No te puedo decir la escena en mi casa, cuando me llevaron. Abuelo Pancho, el pobre, tenía los ojos llenos de lágrimas y no terminaba de preguntarme por qué había hecho semejante locura. Abuela Elena me retaba y al mismo tiempo me acariciaba, histéricamente. En cuanto a tía Teresa, tía abuela en realidad, que se la pasaba siempre en los velorios y en la sacristía, gritaba que debían meterme cuanto antes de pupila, en la escuela de la avenida Montes de Oca. Los conciliábulos deben de haber seguido durante buena parte de esa noche, porque yo los oía discutir allá en la sala. Al otro día supe que la abuela Elena había terminado por aceptar el punto de vista de tía Teresa, más que todo, lo creo ahora, porque pensaba que yo podía repetir aquella barbaridad en cualquier momento; y porque sabía, además, que yo quería mucho a la hermana Teodolina. A todo esto, por supuesto, yo me negué a decir nada y estuve todo el tiempo encerrada en mi pieza. Pero, en el fondo, no me disgustó la idea de irme de esta casa: suponía que de ese modo mi padre sentiría más mi venganza.

No sé si fue mi entrada en el colegio, mi amistad con la hermana Teodolina o la crisis, o todo junto. Pero me precipité en la religión con la misma pasión con que nadaba o corría a caballo: como si jugara la vida. Desde ese momento hasta que tuve quince. Fue una especie de locura con la misma furia con que nadaba de noche en el mar, en noches tormentosas, como si nadase furiosamente en una gran noche religiosa, en medio de tinieblas, fascinada por la gran tormenta interior.

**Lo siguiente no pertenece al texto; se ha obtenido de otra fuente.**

PR #60, opened 2021-08-11
Payg cloud

rjmateus:
This RFC specifies the implementation for suse PAYG instances on cloud.
It's the follow up RFC of https://github.com/SUSE/spacewalk/issues/14053


accepted/0000-payg-cloud-integration.md
```diff
@@ -0,0 +1,209 @@
...
+
+we can call such a zypper plugin ("impersonating zypper") to compute URLs and headers in a trivial and cross-Cloud way.
+https://gist.github.com/moio/b064c1d8cb91a00fd4545f3625ee3911
+
+#### HTTP auth credentials
+Plain HTTP authentication credentials are required to access the repositories.
+Those credentials are stored in plain text `/etc/zypp/credentials.d/<repo_name>` and can simply be read by root.
+
+#### RMT Server IP
+RMR server domain name are not registered in DNS server, and the IP is specified on the `/etc/hosts` file of the PAYG instance.
```
mcalmer, line 87:
```suggestion
RMT server domain name are not registered in DNS server, and the IP is specified on the `/etc/hosts` file of the PAYG instance.
```

accepted/0000-payg-cloud-integration.md
```diff
@@ -0,0 +1,209 @@
...
+We can call the command `getent hosts <SMT_HOST_NAME>` to retrieve the IP address, which will cope with future changes to this mechanism.
```
mcalmer, line 88:
```suggestion
We can call the command `getent hosts <RMT_HOST_NAME>` to retrieve the IP address, which will cope with future changes to this mechanism.
```

accepted/0000-payg-cloud-integration.md
```diff
@@ -0,0 +1,209 @@
...
+### Implementation steps - Register new PAYG repositories
+
+After we get all repositories information from the PAYG instance, for each repository we will need to:
+
+#### Find internal suse Scc repository ID
+
+Repositories are identified by its URL. We can extract repository endpoint from PAYG machine and find the corresponding repository in Uyuni database. Note that the cloud RMT server have a url prefix `/repo/` which we need to remove before compare.
+
+Example:
+- URL on PAYG instance: `https:\\host/repo/SUSE/Products/SLE-Module-Basesystem/15-SP2/x86_64/product/`
```
mcalmer, line 132:
```suggestion
- URL on PAYG instance: `https://host/repo/SUSE/Products/SLE-Module-Basesystem/15-SP2/x86_64/product/`
```

accepted/0000-payg-cloud-integration.md
```diff
@@ -0,0 +1,209 @@
...
+- If not exists, add a new entry to table `susecredentials`, with the new authentication type `cloudrmt`, containing the repository basic authentication credentials.
+- Add a new entry to table `susesccrepositoryauth` for each repository, where:
+  - repo_id: the one obtained in previous step
+  - credentials_id: the one obtain from `susecredentials`
+  - source_id: null
+  - auth_type: `cloudrmt`
+  - auth: authentication header obtained from the PAYG instance for the repository
+
+We also need to save the repository URL, since we will not be able to use the existing SCC repository url.
+If this information will be saved in a new table field of `susesccrepositoryauth` table or in a new table is a implementation detail.
```
mcalmer, line 150: Check also for suseCredentials table. It has already a "URL" field which could be reused as well. But it also has another meaning. Maybe a good time to clean this up as well.

accepted/0000-payg-cloud-integration.md
```diff
@@ -0,0 +1,209 @@
...
+### Implementation steps - Add product with setup wizard
+
+When a product is added in the setup wizard table `rhncontentsource` is populated according to the authentication mechanism defined in table `susesccrepositoryauth` using the repository url defined in table `susesccrepository`.
+
+We need to adapt this feature to consider the new `cloudrmt` authentication mechanism and copy the basic authentication and headers:
+  - basic authentication can be defined on repo URL (`https://user:pass@host/repo/url/`)
+  - authentication header location is an implementation detail
+    - One idea is concatenate in URL as query string parameter and adapt reposync extract and use it
+
+Url to be used should be the one pointing to the cloud RMT server, saved in previous step, instead the one defined in table `susesccrepository`.
```
mcalmer, line 162: In case of multiple options, what should be prefered? I think it also depends on where Uyuni Server is running. If it is running in the cloud, the local RMT servers should be prefered, while if the Server is running outside of the Cloud, SCC should be prefered. This detail could be seen as 2nd iteration step.

accepted/0000-payg-cloud-integration.md
```diff
@@ -0,0 +1,209 @@
...
+PAYG client could download data from cloud RMT server directly.
+This will be a huge change, not sure if it is even possible to all providers.
+Possible security impact of having repository metadata publicly accessible.
+
+# Unresolved questions
+[unresolved]: #unresolved-questions
+
+- How to prevent cross product usage. For example, user with one PAYG SLES-SAP. It can start several PAYG SLES and migrate them to SLES-SAP, paying a smaller fee.
+
+- What happens and how to deal if the PAYG instance we loaded the data from get terminated or stopped?
```
mcalmer, line 207: In this case the "certificate" become invalid and RMT reject download requests. We should double check this and "test" for it and remove the affected `cloudrmt` auth configs from the Server. Channels will be kept with all the existing content and assigned server will still see it. But no new updates will added to the channels.

accepted/0000-payg-cloud-integration.md
```diff
@@ -0,0 +1,209 @@
...
+
+- Should we have a UI showing all the PAYG authentications registered and allow user to remove existing ones?
```
mcalmer, line 209: I think this makes totally sense.

moio:
One additional aspect which is missing: currently RMT instances in Public Clouds do not mirror SUSE Manager Client Tools repos, and pay-as-you-go instances do not have them among their enabled repos.

The Public Cloud Team will need to mirror those channels, and enable them to be downloaded by pay-as-you-go instances (even if it will only be Uyuni actually downloading them). Uyuni will need to enable those channels to be reposynced somehow.

accepted/0000-payg-cloud-integration.md
rjmateus: NOw I'm saving the base URL on susecredentials table, and concatenate that with suse scc repository url path, to create the repository URL to be used by reposync.

accepted/0000-payg-cloud-integration.md
rjmateus: Added it to the unresolved questions

accepted/0000-payg-cloud-integration.md
```diff
@@ -0,0 +1,198 @@
...
+
+# Drawbacks
+[drawbacks]: #drawbacks
+
+# Alternatives
+[alternatives]: #alternatives
+
+## Uyuni/SUSE manager PAYG
+
+We could define a uyuni/suse manager PAYG image with access to all cloud RMT repositories.
```
moio, line 182: Problem: in most cases out there the Server is on-prem, managing Cloud clients.

accepted/0000-payg-cloud-integration.md
rjmateus: Since we are using the existing mechanism I think this is already handled by repo sync. More tests need to be done

rjmateus: I part of your comment as a note. Thanks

Ahí está el padre Antonio: habla de la Pasión y describe con fervor los sufrimientos, la humillación y el sangriento sacrificio de la Cruz. El padre Antonio es alto y, cosa extraña, se parece a su padre. Alejandra llora, primero en silencio, y luego su llanto se vuelve violento y finalmente convulsivo. Huye. Las monjas corren asustadas. Ve ante si a la hermana Teodolina, consolándola, y luego se acerca el padre Antonio, que también intenta consolarla. El suelo empieza a moverse, como si ella estuviera en un bote. El suelo ondula como un mar, la pieza se agranda más y más, y luego todo empieza a dar vueltas: primero con lentitud y en seguida vertiginosamente. Suda. El padre Antonio se acerca, su mano es ahora gigantesca, su mano se acerca a su mejilla como un murciélago caliente y asqueroso. Entonces cae fulminada por una gran descarga eléctrica.

– ¿Qué pasa, Alejandra? -gritó Martín, precipitándose sobre ella.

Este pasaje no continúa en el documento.